Stored data
§
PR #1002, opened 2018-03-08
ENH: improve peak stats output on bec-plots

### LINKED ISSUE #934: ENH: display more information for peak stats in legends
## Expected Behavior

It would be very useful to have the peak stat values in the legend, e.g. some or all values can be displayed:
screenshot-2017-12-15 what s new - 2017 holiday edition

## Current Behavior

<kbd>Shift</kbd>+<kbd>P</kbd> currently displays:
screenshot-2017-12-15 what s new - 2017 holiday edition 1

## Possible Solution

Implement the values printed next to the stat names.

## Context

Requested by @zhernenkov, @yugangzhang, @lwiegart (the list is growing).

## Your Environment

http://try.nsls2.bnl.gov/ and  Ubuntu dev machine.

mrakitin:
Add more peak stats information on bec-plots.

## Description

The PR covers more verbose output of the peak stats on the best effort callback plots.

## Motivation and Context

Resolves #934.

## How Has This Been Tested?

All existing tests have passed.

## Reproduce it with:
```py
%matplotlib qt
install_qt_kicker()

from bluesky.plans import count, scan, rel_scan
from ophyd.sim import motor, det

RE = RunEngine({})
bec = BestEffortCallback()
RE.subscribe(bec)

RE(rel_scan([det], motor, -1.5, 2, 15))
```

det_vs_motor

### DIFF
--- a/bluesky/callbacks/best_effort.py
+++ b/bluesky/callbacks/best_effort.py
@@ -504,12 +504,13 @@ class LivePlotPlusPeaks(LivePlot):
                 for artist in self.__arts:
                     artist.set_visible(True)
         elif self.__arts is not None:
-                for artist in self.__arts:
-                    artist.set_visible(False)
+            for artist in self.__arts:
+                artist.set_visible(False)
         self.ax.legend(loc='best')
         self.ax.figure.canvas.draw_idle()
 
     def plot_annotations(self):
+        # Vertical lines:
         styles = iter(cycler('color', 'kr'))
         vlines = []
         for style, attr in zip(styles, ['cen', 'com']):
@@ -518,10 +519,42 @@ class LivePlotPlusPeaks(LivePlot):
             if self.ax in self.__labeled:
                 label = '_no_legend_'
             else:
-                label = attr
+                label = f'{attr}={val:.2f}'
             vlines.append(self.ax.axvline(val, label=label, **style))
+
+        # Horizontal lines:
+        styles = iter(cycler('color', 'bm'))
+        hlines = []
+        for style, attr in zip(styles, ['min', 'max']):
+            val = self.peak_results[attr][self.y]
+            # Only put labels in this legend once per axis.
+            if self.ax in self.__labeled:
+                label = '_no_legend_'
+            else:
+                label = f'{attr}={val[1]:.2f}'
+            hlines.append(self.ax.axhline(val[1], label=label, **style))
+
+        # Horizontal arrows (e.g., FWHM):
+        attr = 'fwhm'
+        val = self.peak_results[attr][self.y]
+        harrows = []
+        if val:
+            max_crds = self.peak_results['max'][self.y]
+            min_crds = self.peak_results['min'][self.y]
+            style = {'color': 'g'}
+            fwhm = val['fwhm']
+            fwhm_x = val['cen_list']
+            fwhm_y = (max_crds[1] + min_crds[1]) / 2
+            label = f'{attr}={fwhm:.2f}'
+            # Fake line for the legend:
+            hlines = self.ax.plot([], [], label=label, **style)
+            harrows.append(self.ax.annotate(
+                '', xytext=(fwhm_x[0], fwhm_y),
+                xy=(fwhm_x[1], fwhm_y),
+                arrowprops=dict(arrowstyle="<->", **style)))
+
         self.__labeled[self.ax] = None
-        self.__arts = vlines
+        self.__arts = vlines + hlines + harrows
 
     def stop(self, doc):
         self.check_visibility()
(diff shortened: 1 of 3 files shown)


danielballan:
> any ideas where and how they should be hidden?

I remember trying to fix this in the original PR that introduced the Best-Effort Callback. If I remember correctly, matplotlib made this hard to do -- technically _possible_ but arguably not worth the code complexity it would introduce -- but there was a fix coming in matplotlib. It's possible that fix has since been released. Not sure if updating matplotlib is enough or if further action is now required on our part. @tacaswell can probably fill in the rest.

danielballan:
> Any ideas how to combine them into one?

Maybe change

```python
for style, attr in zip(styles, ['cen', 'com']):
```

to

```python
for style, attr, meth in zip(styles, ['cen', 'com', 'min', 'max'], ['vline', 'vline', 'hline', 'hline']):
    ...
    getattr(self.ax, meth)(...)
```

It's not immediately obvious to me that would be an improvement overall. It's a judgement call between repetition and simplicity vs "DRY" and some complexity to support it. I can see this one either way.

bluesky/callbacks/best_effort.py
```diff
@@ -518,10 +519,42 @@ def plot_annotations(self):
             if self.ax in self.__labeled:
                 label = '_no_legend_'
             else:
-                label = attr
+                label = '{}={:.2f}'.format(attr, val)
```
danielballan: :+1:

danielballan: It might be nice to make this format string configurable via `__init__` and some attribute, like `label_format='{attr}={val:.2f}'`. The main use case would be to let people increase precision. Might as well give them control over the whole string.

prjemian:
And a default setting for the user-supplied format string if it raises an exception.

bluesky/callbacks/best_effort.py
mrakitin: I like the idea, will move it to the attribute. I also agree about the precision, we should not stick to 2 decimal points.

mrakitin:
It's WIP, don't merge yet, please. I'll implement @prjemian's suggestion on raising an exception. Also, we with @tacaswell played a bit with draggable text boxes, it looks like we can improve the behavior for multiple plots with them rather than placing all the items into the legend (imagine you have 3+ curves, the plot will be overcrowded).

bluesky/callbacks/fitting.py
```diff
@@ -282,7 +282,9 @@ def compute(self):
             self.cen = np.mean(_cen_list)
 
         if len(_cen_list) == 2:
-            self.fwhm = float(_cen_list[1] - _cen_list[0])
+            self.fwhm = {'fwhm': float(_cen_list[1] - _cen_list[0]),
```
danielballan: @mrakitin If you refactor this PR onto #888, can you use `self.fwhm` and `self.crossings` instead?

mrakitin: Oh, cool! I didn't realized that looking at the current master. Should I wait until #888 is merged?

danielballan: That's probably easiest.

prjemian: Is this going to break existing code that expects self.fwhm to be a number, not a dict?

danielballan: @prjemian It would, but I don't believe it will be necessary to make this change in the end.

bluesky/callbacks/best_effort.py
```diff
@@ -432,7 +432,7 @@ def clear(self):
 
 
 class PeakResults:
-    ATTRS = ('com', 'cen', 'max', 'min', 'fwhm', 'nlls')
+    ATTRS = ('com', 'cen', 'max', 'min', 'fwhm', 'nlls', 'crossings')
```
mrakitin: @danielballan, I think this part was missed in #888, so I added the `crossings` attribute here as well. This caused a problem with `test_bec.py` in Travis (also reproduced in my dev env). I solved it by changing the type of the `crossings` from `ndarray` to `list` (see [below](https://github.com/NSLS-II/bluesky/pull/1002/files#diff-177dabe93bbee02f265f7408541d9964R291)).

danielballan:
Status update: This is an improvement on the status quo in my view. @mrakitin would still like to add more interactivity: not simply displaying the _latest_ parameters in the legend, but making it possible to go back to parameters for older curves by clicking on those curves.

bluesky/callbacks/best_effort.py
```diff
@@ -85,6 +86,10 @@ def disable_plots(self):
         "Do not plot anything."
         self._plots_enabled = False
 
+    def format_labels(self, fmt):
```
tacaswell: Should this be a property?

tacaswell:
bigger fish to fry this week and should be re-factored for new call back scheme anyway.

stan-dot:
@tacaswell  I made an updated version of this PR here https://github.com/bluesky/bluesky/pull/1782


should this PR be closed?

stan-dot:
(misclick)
§
### Work order
Scan the data, and report each line that uses the word "iter".

### Answer to this problem
         styles = iter(cycler('color', 'kr'))
+        styles = iter(cycler('color', 'bm'))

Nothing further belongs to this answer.